Harry Clayton

Personal information
- Date of birth: 1904
- Place of birth: Nelson, England
- Height: 5 ft 11 in (1.80 m)
- Position: Defender

Youth career
- 1922–1924: Stoke

Senior career*
- Years: Team / Apps / (Gls)
- 1924: Chorley
- 1924–1926: Nelson / 4 / (0)
- 1926–1929: Morecambe
- 1929–1931: Manchester Central / ? / (?)
- Bacup Borough / ? / (?)

= Harry Clayton (footballer) =

English footballer

Harry Clayton (born 1904, date of death unknown) was an English professional footballer who played in several defensive positions. Born in Nelson, Lancashire, he played four matches in the Football League for Nelson in the 1925–26 season.

==Playing career==
As a junior, Clayton played for Hebden Bridge, before joining the "A" team at Stoke in 1922. He never progressed to the first team, and signed for Lancashire Combination club Chorley in April 1924. The following month, Clayton joined his hometown team Nelson, who played in the Football League Third Division North. Throughout the 1924–25 season, he played solely in the reserve team at Nelson. The following campaign, he again featured often in the reserves, helping them to the Lancashire Combination title in 1926. He made his professional debut on 23 January 1926, deputising for Clement Rigg in the left-back position in the 1–2 defeat away at Southport. Clayton made three further appearances in the league in the 1925–26 season, two at right half-back and one at left half-back. His last senior game for Nelson was the 4–0 home win against Durham City on 27 February 1926.

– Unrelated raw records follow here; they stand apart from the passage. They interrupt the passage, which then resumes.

PR #1427, opened 2025-12-01
Add owns vehicle variable

vahid-ahmadi:
Summary

Adds a new owns_vehicle input variable to support calibration of vehicle ownership rates in policyengine-uk-data.

  This addresses https://github.com/PolicyEngine/policyengine-uk-data/issues/236, which identified that the  microdata shows 54.1% of households with zero fuel spending, while NTS 2024 data shows only 22% of UK households lack a car - a 32 percentage point gap.

  Changes

  - Added owns_vehicle boolean input variable at household level

  How it works

This is an input variable (no formula). The value will be imputed in policyengine-uk-data based on LCFS fuel spending data (households with petrol/diesel spending are assumed to own a vehicle), then calibrated to NTS 2024 targets (~78% vehicle ownership).

  This approach:
  - Keeps the relationship between vehicle ownership and fuel spending in the data layer, not the tax-benefit system
  - Allows proper calibration/reweighting
  - Handles EVs correctly (they can be assigned owns_vehicle=True without fuel spending)

  References

  - https://www.gov.uk/government/statistics/national-travel-survey-2024/nts-2024-household-car-availability-and-trends-in-car-trips
  - https://assets.publishing.service.gov.uk/media/6781339100e3d719f19217f1/dft-car-ownership-evidence-review.pdf


vahid-ahmadi:
We need to change some tests from other programs. Why?:

The issue is that adding a new variable changes the order in which variables are loaded, which affects the random seed used by random(). This is a known quirk of policyengine_core - the random() function uses entity IDs as seeds, and adding new variables can shift the random sequence.

MaxGhenis (changes requested):
should be in assets not consumption, and number of vehicles

vahid-ahmadi:
> should be in assets not consumption, and number of vehicles

Moved them to the wealth folder (there's no assets folder).

PR #1434, opened 2025-12-03
[Draft] Fix fiscal year parameter handling (on-the-fly approach - needs work)

MaxGhenis:
## Summary

- Fix fiscal year parameter handling to use April 30 reference date for annual queries
- Ensures policies that change on April 6 (UK fiscal year start) are correctly reflected in simulations

## Problem

Previously, `convert_to_fiscal_year_parameters()` only covered years 2015-2025 (`range(2015, 2026)`). When querying parameters for year 2026 or later, the system fell back to January 1 as the reference date instead of April 30.

This caused policies that change on April 6 (UK fiscal year start) to not be reflected in annual simulations. For example:
- The two-child limit repeal on April 6, 2026 would show as `limit=2` for 2026 simulations instead of `limit=infinity`
- The salary sacrifice cap starting April 6, 2029 would not be reflected in 2029 simulations

## Solution

1. Add `convert_instant_to_fiscal_year()` function that converts year-only and January 1 queries to April 30 of that year
2. Override `get_parameters_at_instant()` in `CountryTaxBenefitSystem` to apply this conversion on-the-fly
3. Make `convert_to_fiscal_year_parameters()` a no-op (deprecated) since the conversion is now done on-the-fly

This ensures:
- `param("2026")` returns the April 30, 2026 value (fiscal year 2026/27)
- Specific date queries like `param("2026-04-05")` are unchanged  
- Works for any future year without needing to extend a range

## Test plan

- [x] Run new fiscal year parameter tests
- [x] Verify existing tests pass
- [ ] CI passes

### DIFF
--- a/changelog_entry.yaml
+++ b/changelog_entry.yaml
@@ -1,5 +1,4 @@
 - bump: minor
   changes:
-    added:
-      - Two child limit repeal from April 2026 (Autumn Budget 2025) - sets UC and Tax Credits child element limit to infinity
-      - Salary sacrifice pension cap of £2,000 from April 2029 (Autumn Budget 2025)
+    fixed:
+      - Fix fiscal year parameter handling to use April 30 reference date for annual queries, ensuring policies that change on April 6 (UK fiscal year start) are correctly reflected in simulations.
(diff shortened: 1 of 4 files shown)


MaxGhenis:
Closing this stale draft — the fiscal year conversion approach needs a fresh design. See #1436 for the tracking issue.

PR #1440, opened 2025-12-03
Bump policyengine-core to 3.23.0

MaxGhenis:
## Summary

Updates policyengine-core from >=3.19.3 to >=3.23.0.

## Why

policyengine-core 3.23.0 adds strict enum validation - invalid enum values now raise `ValueError` instead of silently converting to index 0 (which caused silent data corruption).

This PR tests that all enum values in our test files are valid. If CI fails, it means we have invalid enum values that need to be fixed.

## Related

- policyengine-core#411 - The fix for silent enum data corruption

### DIFF
--- a/changelog_entry.yaml
+++ b/changelog_entry.yaml
@@ -1,0 +1,4 @@
+- bump: patch
+  changes:
+    changed:
+      - Bump policyengine-core to 3.23.0 (adds strict enum validation).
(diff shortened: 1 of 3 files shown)


MaxGhenis:
The lint failure has been fixed. The test failure is a **pre-existing issue** unrelated to the core bump - the VAT reform impact test expected 18.7 billion but now calculates 22.1 billion. This may be due to updated microdata or parameter changes, but it's not caused by the enum validation changes in policyengine-core 3.23.0.

The enum validation is working correctly - no invalid enum values were detected in the UK test suite.

PR #1507, opened 2026-02-23
Fix UC standard allowance reforms being ignored (#1472)

### LINKED ISSUE #1472: Reforms to the Universal Credit standard allowances do not work
This is because the rebalancing uplift directly modifies and saves the standard allowance variable values, bypassing their formula.

MaxGhenis:
## Summary
- UC standard allowance reforms now work correctly
- Moved rebalancing uplift logic from `set_input()` in `uc_reform.py` into the `uc_standard_allowance` formula itself
- User reforms to `gov.dwp.universal_credit.standard_allowance.amount` are now respected

## Root cause
The UC rebalancing scenario used `sim.set_input("uc_standard_allowance", year, ...)` during `Simulation.__init__()`, which baked values BEFORE user reforms were applied. The formula was never called, so parameter reforms were silently ignored.

## Fix
The formula now reads the rebalancing parameters (`rebalancing.active` and `rebalancing.standard_allowance_uplift`) and applies the uplift multiplicatively to the base amount. Since the formula always runs, user reforms to the base amount are respected.

## Test plan
- [x] New test: reform doubling UC SA amount produces doubled output
- [x] All existing tests pass

Fixes #1472

### DIFF
--- a/changelog.d/fix-uc-standard-allowance-reform.fixed.md
+++ b/changelog.d/fix-uc-standard-allowance-reform.fixed.md
@@ -1,0 +1,1 @@
+Fix UC standard allowance reforms being ignored due to rebalancing set_input.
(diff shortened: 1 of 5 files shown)


MaxGhenis:
Superseded by #1547, which reapplied this fix on current main, passed fresh CI, and was merged. Closing the stale conflicting branch.

PR #1508, opened 2026-02-23
Fix abolishing council tax having no budget impact (#1153)

### LINKED ISSUE #1153: Abolish Council Tax has no budgetary impact

MaxGhenis:
## Summary
- Abolishing council tax now correctly shows budget impact
- Created `council_tax_applicable` variable that returns 0 when `abolish_council_tax` is True
- Replaced `council_tax` with `council_tax_applicable` in all downstream aggregation variables
- Removed special-case `abolish_council_tax` formula overrides (now unnecessary)

## Root cause
`council_tax` was a pure input variable with no formula. The `abolish_council_tax` parameter removed it from aggregation sums in both `household_tax` AND `pre_budget_change_household_tax`, so the reform-vs-baseline delta was always zero.

## Fix
New `council_tax_applicable` variable: returns 0 if abolished, otherwise returns the `council_tax` input. All downstream variables (`gov_tax`, `household_tax`, `pre_budget_change_household_tax`, `hbai_household_net_income`, `household_benefits`) now reference `council_tax_applicable` instead.

## Test plan
- [x] New test: abolishing council tax increases household_net_income
- [x] All existing tests pass

Fixes #1153

### DIFF
--- a/changelog.d/fix-abolish-council-tax.fixed.md
+++ b/changelog.d/fix-abolish-council-tax.fixed.md
@@ -1,0 +1,1 @@
+Fix abolishing council tax having no budget impact.
--- a/policyengine_uk/tests/microsimulation/reforms_config.yaml
+++ b/policyengine_uk/tests/microsimulation/reforms_config.yaml
@@ -16,7 +16,7 @@ reforms:
   parameters:
     gov.hmrc.child_benefit.amount.additional: 25
 - name: Reduce Universal Credit taper rate to 20%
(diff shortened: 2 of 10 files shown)


MaxGhenis:
Closing as superseded. Current `main` already reflects the intended behavior here: I verified locally that enabling `gov.contrib.abolish_council_tax` increases household net income by the full council tax amount on current `main`, so the fix no longer needs to land via this branch.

In the summer of 1926, Clayton returned to the Lancashire Combination with Morecambe, where he played alongside fellow former Nelson defender Eddie Eastwood. He played 45 league and cup matches in his first season with Morecambe, as the team finished third in the division and won the Combination Cup and the Lancashire Junior Cup. Two more seasons with Morecambe followed, before a transfer to Manchester Central in June 1929. In early 1931, Clayton had a short spell with Central FC (Belle Vue), and later played for Bacup Borough. He subsequently returned to his hometown and represented several factory teams, including James Clark Ltd. and Lustrafil, during the remainder of the 1930s.